PR #446, opened 2018-03-04
Fixes #443 - Updates `static_control` method.

### LINKED ISSUE #443: `static_control` needs to be updated to Bootstrap 4.
Static controls are currently implemented as a `p` tag that contains the text of the field, styled with `.form-control-static`. That class no longer exists in Bootstrap 4. It appears that `.form-control-static` was intended to render static text vertically aligned with form labels, in horizontal layout and in-line layout forms.

In Bootstrap 4 there is a `.form-control-plaintext`, but it appears to be intended to be applied to a read-only input control (https://getbootstrap.com/docs/4.0/components/forms/#readonly-plain-text).

Simply applying `.form-control-plaintext` to text inside a `form_group` block will not render correctly if there's a validation error. In Bootstrap 4, the error highlight activates on `form-control.is-invalid`. The `p` tag has to have `.form-control.form-control-plaintext.is-invalid` for the invalid feedback to appear, and for the styling (red outline) to happen on the paragraph text.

════════════════

> _Brief_
Scan the records above and count the lines that contain "plaintext". No text besides the count.

> _Task output_
2